Load Balancing the Load balancer
The stories of high availability and horizontal scaling of services to handle millions of transactions depend on a service — The Load Balancer.
The Load Balancer can be one at the edge (L4 or L7) or can be internal (ILB).The Traffic Manager services are considered to be Load Balancers as well but for geographically spread targets. The Load balancer fronts any service that needs to scale-out, aka horizontal scaling. This load balancer is again a system in the cloud that does a specific work of efficient routing based on a load-balancing algorithm. Have you ever thought in the lines of “the load balancer can handle only so much. Its just a machine, an IO optimized one, may be. What would happen if the traffic is beyond what it can handle?”
This is one of the many scenarios where going Cloud-Native saves you a lot of configuration effort and money. The Cloud Service Provider (CSP) now scales out the load balancer instances to handle the traffic :). Yes the Load Balancers get scaled-out too.
The picture shows an Azure Application Gateway, a Layer 7 Load Balancer. Notice how the scaled out instances are represented. This is to show the ability of the Gateway to auto-scale on load. Now, the LB was fronting the scaled out services, what will front the scaled out LBs? Each LB at the edge is created with a public IP. So how does this work?
Note: These again are my findings from exploring a bunch of basic stuff and I for sure did not get my hands on Azure LB source code or Infrastructure Configuration details. :)
Lets touch upon a few methods in which this scenario can be addressed.To avoid duplicate information, I have left the explanation of the methodologies to be read and understood from the source paper- download “webscale-elasticity-with-modern-load-balancer-white-paper” from avinetworks.com
Approach 1- Tiered Load Balancers
The first approach is straight forward. You front the LBs with another LB in a tiered fashion.
The user’s requests reach the Tier-1 load balancer. The Tier-2 load balancers form the backend pool of Tier-1 LB. Tier 1 LB is usually configured at Layer-4. The obvious downside is the performance on Tier-1 LB. Also there is the usual question of “Does this become the single point of failure?”
Approach 2 — DNS + PROXY LOAD BALANCER
Excerpt from the white paper →
When users access an application, a DNS lookup of the domain name occurs first — e.g. when a user accesses www.facebook.com, the domain name resolves to an IP address, and the user’s browser or app connects to the IP address.
Usually, a domain name resolves to a single IP address. However, multiple IP addresses can be associated with a domain name, and the DNS resolver can step through the list of IP addresses and return a different IP address for each DNS query
This requires you to add multiple A records for your domain name in the Domain Name Registrar’s records.
This approach looks pretty straight-forward and addresses the problems of performance and single point of failure as seen in the previous approach. However for production workloads of sites including amazon.com and Netflix.com, the number of Load Balancer instances can exceed 100. Azure API Gateway offers a maximum of 125 LB instances for a scale-out scenario. One caveat in my opinion is that creating 100+ public IP addresses is a cost overhead. Also the DNS cache Time to Live (TTL) can be holding stale endpoints for a while and may become a tricky situation to handle. Not an elegant way of handling scenarios involving huge volume of requests!

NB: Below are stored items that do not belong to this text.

PR #1926, opened 2025-12-23
fix post_controller comment element handling

blued-gear:
The `post_controller` uses hardcoded relative positions of elements to place and remove comments. This can lead to broken layouts when the post component is used in new contexts. This PR contains all comment related content into a `div`, which the controller will manipulate.


melroy89:
Failing audit is fixed here: https://github.com/MbinOrg/mbin/pull/1928

PR #1927, opened 2025-12-23
use bigger PHP limits for devcontainer

blued-gear:


BentiGorlich:
Isn't 2 GB way too much? I am pretty sure my servers are set to "only" 512 MB...

blued-gear:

Approach 3- Any-cast LoadBalancer
In this approach we have just one public-IP that is shared by the N number of load balancer instances. The simplicity of this approach lies in just the network configuration. Excerpt from the white paper →
“In this approach, the domain name resolves to a single IP address. The IP address is added to its upstream router with multiple physical load balancers as the next hop. The router performs flow-based equal cost multi- pathing (ECMP) and sends every user flow to a different next hop/physical load balancer”.
When the user hits a FQDN in his/her browser, the request traverses through multiple routers before it reaches the target server. The router that is upstream to the N load balancers has a routing configuration that carries N rows (corresponding to N load balancers) as the next hop for the requested target IP.

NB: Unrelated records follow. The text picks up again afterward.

PR #1930, opened 2026-01-03
Fix MessageManager#createMessage to properly access 'to' & 'cc' properties

grahhnt:
Allows `createMessage` to correctly pull 'to' & 'cc' properties from the AP object to follow json-ld spec

Similar change is present elsewhere (like ActivityPubManager#createInboxesFromCC)

*From a [similar contribution](https://codeberg.org/rimu/pyfedi/pulls/1531):*
> JSON-LD allows for arrays to be specified by just their first value
>
> I cannot find the specification at the moment, but the [json-ld.org playground](https://json-ld.org/playground/next/) (linked from w3.org) shows this
>
> [Activity with solo To object (playground)](https://json-ld.org/playground/next/#json-ld=%7B%22%40context%22%3A%22https%3A%2F%2Fwww.w3.org%2Fns%2Factivitystreams%22%2C%22to%22%3A%22https%3A%2F%2Fexample.com%22%7D&startTab=tab-expanded) vs [Activity with array of a single To value (playground)](https://json-ld.org/playground/next/#json-ld=%7B%22%40context%22%3A%22https%3A%2F%2Fwww.w3.org%2Fns%2Factivitystreams%22%2C%22to%22%3A%5B%22https%3A%2F%2Fexample.com%22%5D%7D&startTab=tab-expanded)
>
> This change will allow for implementations that use [npm jsonld](https://www.npmjs.com/package/jsonld) (like [fedify](https://fedify.dev)) to correctly interact with Piefed

### DIFF
--- a/src/Service/MessageManager.php
+++ b/src/Service/MessageManager.php
@@ -51,9 +51,7 @@ class MessageManager
         }
         $message = new Message($thread, $sender, $dto->body, $dto->apId);
 
-        foreach ($thread->participants as
-        /** @var User $participant */
-        $participant) {
+        foreach ($thread->participants as $participant) {
             if ($sender->getId() !== $participant->getId()) {
                 if ($participant->isBlocked($sender)) {
                     throw new UserBlockedException();
@@ -123,7 +121,6 @@ class MessageManager
     public function createMessage(array $object): Message|MessageThread
     {
         $this->logger->debug('creating message from {o}', ['o' => $object]);
-        // Possible improvement: convert this to a utility function for getting JSON-LD value or default of empty array
         $obj_to = \App\Utils\JsonldUtils::getArrayValue($object, 'to');
         $obj_cc = \App\Utils\JsonldUtils::getArrayValue($object, 'cc');
         $participantIds = array_merge($obj_to, $obj_cc);


BentiGorlich:
Thanks for bringing this to our attention :)

I think this change would work, but we should implement it in all the places and not just adjust one specific one. If you search the project for reads on this property via `['to']` you'll find a lot of those. The `to` and `cc` properties are the most prominent arrays that might contain only one value, but there are more.

However if it is too much work for you, then we can close this PR and open an issue, so we can work on it when we have time :)

grahhnt:
I have gone through and found the common occurrences of 'to' & 'cc' being accessed and replaced them with a new utility class & method, `JsonldUtils::getArrayValue`

I have also ran php-cs-fixer to resolve that failed test

src/Service/MessageManager.php
```diff
@@ -51,7 +51,9 @@ public function toMessage(MessageDto $dto, MessageThread $thread, User $sender):
         }
         $message = new Message($thread, $sender, $dto->body, $dto->apId);
 
-        foreach ($thread->participants as /** @var User $participant */ $participant) {
+        foreach ($thread->participants as
+        /** @var User $participant */
+        $participant) {
```
BentiGorlich: Please revert this format 😅

src/Service/MessageManager.php
```diff
@@ -121,7 +123,10 @@ public function canUserEditMessage(Message $message, User $user): bool
     public function createMessage(array $object): Message|MessageThread
     {
         $this->logger->debug('creating message from {o}', ['o' => $object]);
-        $participantIds = array_merge($object['to'] ?? [], $object['cc'] ?? []);
+        // Possible improvement: convert this to a utility function for getting JSON-LD value or default of empty array
```
BentiGorlich: This comment can now be removed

Networking has many fascinating things that happen behind the scenes, less do we know to appreciate the technical concepts. At least me! :)
A basic understanding of a router’s route table can help in understanding this approach. An example from one other gem — best practices in IPV4 Anycast Routing. Download and read through this presentation for detailed information.

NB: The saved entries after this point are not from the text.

PR #1919, opened 2025-12-16
skip tests on non-code paths but keep the GitHub action

blued-gear:

PR #1935, opened 2026-01-05
skip tests on non-code paths but keep the GitHub action - vol 2

blued-gear:
Let's try #1919 again.

### DIFF
--- a/composer.lock
+++ b/composer.lock
@@ -11826,16 +11826,16 @@
         },
         {
             "name": "symfony/process",
-            "version": "v7.3.4",
+            "version": "v7.3.11",
             "source": {
                 "type": "git",
                 "url": "https://github.com/symfony/process.git",
-                "reference": "f24f8f316367b30810810d4eb30c543d7003ff3b"
+                "reference": "81fe4ea2c3b8677fa2adfd8e48ba42374ede0e3b"
             },
             "dist": {
                 "type": "zip",
-                "url": "https://api.github.com/repos/symfony/process/zipball/f24f8f316367b30810810d4eb30c543d7003ff3b",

So when comparing the approaches, approach 3 has none of the limitations of the other 2 and scales well. You can add the required number of load balancer instances (VMs or Physical machines), updating the route table of the upstream router(s) is all it takes to accomplish a load balancer scale-out.
On a finishing note- a small mind tickling question
With a scale-out of Load Balancers (125 instances in Azure app gateway), how the concept of “Rate Limiting” would have been designed and implemented. Each load balancer instance handles thousands of messages per second. However all of these requests are to the same endpoint/FQDN. How do we get an unified counter? :)
As always, happy reading folks. That’s all for today.